» **Material provided**
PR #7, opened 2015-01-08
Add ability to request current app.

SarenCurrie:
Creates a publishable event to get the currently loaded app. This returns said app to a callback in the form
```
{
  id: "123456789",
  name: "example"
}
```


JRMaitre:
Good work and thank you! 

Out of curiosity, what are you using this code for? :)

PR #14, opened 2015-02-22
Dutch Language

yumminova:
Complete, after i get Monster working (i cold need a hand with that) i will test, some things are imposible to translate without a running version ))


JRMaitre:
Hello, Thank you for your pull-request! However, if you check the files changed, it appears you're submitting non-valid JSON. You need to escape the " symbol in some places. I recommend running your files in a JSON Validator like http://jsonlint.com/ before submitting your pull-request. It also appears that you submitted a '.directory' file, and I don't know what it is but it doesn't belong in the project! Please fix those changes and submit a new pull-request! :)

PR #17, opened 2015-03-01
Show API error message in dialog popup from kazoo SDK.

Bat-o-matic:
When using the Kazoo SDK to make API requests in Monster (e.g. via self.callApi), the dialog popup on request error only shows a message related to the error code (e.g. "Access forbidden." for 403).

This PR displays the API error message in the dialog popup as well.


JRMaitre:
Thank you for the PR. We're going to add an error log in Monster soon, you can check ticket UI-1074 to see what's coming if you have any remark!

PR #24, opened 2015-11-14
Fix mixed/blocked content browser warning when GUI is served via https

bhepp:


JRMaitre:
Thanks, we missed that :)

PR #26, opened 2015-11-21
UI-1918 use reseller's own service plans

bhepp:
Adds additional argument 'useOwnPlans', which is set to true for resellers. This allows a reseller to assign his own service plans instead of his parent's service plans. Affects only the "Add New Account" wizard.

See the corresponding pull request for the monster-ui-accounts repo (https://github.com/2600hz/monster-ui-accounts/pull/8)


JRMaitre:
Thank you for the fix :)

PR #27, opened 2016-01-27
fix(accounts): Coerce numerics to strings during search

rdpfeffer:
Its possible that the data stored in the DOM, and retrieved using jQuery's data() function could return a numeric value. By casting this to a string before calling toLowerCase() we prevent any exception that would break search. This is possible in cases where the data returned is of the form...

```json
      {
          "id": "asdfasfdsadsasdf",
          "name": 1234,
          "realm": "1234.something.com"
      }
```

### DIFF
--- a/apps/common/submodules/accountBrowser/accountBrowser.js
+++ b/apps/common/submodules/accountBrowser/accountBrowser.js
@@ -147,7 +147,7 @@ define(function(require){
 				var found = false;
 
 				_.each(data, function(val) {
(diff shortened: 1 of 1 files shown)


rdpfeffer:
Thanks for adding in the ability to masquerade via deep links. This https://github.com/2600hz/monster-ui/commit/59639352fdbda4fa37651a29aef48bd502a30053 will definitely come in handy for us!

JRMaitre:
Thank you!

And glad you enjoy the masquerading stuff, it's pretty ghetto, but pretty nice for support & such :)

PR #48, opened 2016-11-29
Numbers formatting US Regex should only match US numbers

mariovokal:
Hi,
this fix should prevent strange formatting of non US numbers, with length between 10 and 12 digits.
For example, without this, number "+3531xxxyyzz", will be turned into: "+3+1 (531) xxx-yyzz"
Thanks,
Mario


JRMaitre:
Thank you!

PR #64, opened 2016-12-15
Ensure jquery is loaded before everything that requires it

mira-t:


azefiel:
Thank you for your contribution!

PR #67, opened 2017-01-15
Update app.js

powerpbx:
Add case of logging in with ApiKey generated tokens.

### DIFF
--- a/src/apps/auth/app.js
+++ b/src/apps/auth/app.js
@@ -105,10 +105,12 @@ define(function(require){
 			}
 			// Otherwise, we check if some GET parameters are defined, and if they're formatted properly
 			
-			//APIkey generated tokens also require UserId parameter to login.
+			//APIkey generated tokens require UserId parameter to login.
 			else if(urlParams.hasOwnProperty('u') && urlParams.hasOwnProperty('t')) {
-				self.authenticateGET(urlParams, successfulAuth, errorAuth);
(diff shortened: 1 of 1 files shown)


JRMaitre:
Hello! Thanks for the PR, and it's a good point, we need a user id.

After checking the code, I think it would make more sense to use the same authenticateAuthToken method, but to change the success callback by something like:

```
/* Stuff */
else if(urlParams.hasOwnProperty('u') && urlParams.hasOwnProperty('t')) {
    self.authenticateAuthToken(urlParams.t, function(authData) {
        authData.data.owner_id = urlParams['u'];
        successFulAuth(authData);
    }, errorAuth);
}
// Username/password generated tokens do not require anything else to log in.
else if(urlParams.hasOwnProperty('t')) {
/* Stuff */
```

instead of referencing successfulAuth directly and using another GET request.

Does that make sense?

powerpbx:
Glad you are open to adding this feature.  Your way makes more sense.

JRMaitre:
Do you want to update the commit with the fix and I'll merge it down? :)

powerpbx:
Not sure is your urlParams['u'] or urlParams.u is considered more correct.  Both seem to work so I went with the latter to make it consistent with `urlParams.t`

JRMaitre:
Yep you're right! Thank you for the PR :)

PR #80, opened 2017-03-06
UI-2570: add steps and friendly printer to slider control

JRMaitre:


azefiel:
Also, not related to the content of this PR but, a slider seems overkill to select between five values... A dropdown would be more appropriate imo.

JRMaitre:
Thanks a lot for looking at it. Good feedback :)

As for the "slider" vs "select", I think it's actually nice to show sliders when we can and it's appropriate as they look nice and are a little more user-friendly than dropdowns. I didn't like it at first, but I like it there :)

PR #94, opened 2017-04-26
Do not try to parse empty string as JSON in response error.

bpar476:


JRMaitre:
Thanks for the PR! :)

» **Task prompt**
Line by line, retype the data exactly as written.

» **Response to this exercise**
PR #7, opened 2015-01-08
Add ability to request current app.

SarenCurrie:
Creates a publishable event to get the currently loaded app. This returns said app to a callback in the form
```
{
  id: "123456789",
  name: "example"
}
```


JRMaitre:
Good work and thank you! 

Out of curiosity, what are you using this code for? :)

PR #14, opened 2015-02-22
Dutch Language

yumminova:
Complete, after i get Monster working (i cold need a hand with that) i will test, some things are imposible to translate without a running version ))


JRMaitre:
Hello, Thank you for your pull-request! However, if you check the files changed, it appears you're submitting non-valid JSON. You need to escape the " symbol in some places. I recommend running your files in a JSON Validator like http://jsonlint.com/ before submitting your pull-request. It also appears that you submitted a '.directory' file, and I don't know what it is but it doesn't belong in the project! Please fix those changes and submit a new pull-request! :)

PR #17, opened 2015-03-01
Show API error message in dialog popup from kazoo SDK.

Bat-o-matic:
When using the Kazoo SDK to make API requests in Monster (e.g. via self.callApi), the dialog popup on request error only shows a message related to the error code (e.g. "Access forbidden." for 403).

This PR displays the API error message in the dialog popup as well.


JRMaitre:
Thank you for the PR. We're going to add an error log in Monster soon, you can check ticket UI-1074 to see what's coming if you have any remark!

PR #24, opened 2015-11-14
Fix mixed/blocked content browser warning when GUI is served via https

bhepp:


JRMaitre:
Thanks, we missed that :)

PR #26, opened 2015-11-21
UI-1918 use reseller's own service plans

bhepp:
Adds additional argument 'useOwnPlans', which is set to true for resellers. This allows a reseller to assign his own service plans instead of his parent's service plans. Affects only the "Add New Account" wizard.

See the corresponding pull request for the monster-ui-accounts repo (https://github.com/2600hz/monster-ui-accounts/pull/8)


JRMaitre:
Thank you for the fix :)

PR #27, opened 2016-01-27
fix(accounts): Coerce numerics to strings during search

rdpfeffer:
Its possible that the data stored in the DOM, and retrieved using jQuery's data() function could return a numeric value. By casting this to a string before calling toLowerCase() we prevent any exception that would break search. This is possible in cases where the data returned is of the form...

```json
      {
          "id": "asdfasfdsadsasdf",
          "name": 1234,
          "realm": "1234.something.com"
      }
```

### DIFF
--- a/apps/common/submodules/accountBrowser/accountBrowser.js
+++ b/apps/common/submodules/accountBrowser/accountBrowser.js
@@ -147,7 +147,7 @@ define(function(require){
 				var found = false;
 
 				_.each(data, function(val) {
(diff shortened: 1 of 1 files shown)


rdpfeffer:
Thanks for adding in the ability to masquerade via deep links. This https://github.com/2600hz/monster-ui/commit/59639352fdbda4fa37651a29aef48bd502a30053 will definitely come in handy for us!

JRMaitre:
Thank you!

And glad you enjoy the masquerading stuff, it's pretty ghetto, but pretty nice for support & such :)

PR #48, opened 2016-11-29
Numbers formatting US Regex should only match US numbers

mariovokal:
Hi,
this fix should prevent strange formatting of non US numbers, with length between 10 and 12 digits.
For example, without this, number "+3531xxxyyzz", will be turned into: "+3+1 (531) xxx-yyzz"
Thanks,
Mario


JRMaitre:
Thank you!

PR #64, opened 2016-12-15
Ensure jquery is loaded before everything that requires it

mira-t:


azefiel:
Thank you for your contribution!

PR #67, opened 2017-01-15
Update app.js

powerpbx:
Add case of logging in with ApiKey generated tokens.

### DIFF
--- a/src/apps/auth/app.js
+++ b/src/apps/auth/app.js
@@ -105,10 +105,12 @@ define(function(require){
 			}
 			// Otherwise, we check if some GET parameters are defined, and if they're formatted properly
 			
-			//APIkey generated tokens also require UserId parameter to login.
+			//APIkey generated tokens require UserId parameter to login.
 			else if(urlParams.hasOwnProperty('u') && urlParams.hasOwnProperty('t')) {
-				self.authenticateGET(urlParams, successfulAuth, errorAuth);
(diff shortened: 1 of 1 files shown)


JRMaitre:
Hello! Thanks for the PR, and it's a good point, we need a user id.

After checking the code, I think it would make more sense to use the same authenticateAuthToken method, but to change the success callback by something like:

```
/* Stuff */
else if(urlParams.hasOwnProperty('u') && urlParams.hasOwnProperty('t')) {
    self.authenticateAuthToken(urlParams.t, function(authData) {
        authData.data.owner_id = urlParams['u'];
        successFulAuth(authData);
    }, errorAuth);
}
// Username/password generated tokens do not require anything else to log in.
else if(urlParams.hasOwnProperty('t')) {
/* Stuff */
```

instead of referencing successfulAuth directly and using another GET request.

Does that make sense?

powerpbx:
Glad you are open to adding this feature.  Your way makes more sense.

JRMaitre:
Do you want to update the commit with the fix and I'll merge it down? :)

powerpbx:
Not sure is your urlParams['u'] or urlParams.u is considered more correct.  Both seem to work so I went with the latter to make it consistent with `urlParams.t`

JRMaitre:
Yep you're right! Thank you for the PR :)

PR #80, opened 2017-03-06
UI-2570: add steps and friendly printer to slider control

JRMaitre:


azefiel:
Also, not related to the content of this PR but, a slider seems overkill to select between five values... A dropdown would be more appropriate imo.

JRMaitre:
Thanks a lot for looking at it. Good feedback :)

As for the "slider" vs "select", I think it's actually nice to show sliders when we can and it's appropriate as they look nice and are a little more user-friendly than dropdowns. I didn't like it at first, but I like it there :)

PR #94, opened 2017-04-26
Do not try to parse empty string as JSON in response error.

bpar476:


JRMaitre:
Thanks for the PR! :)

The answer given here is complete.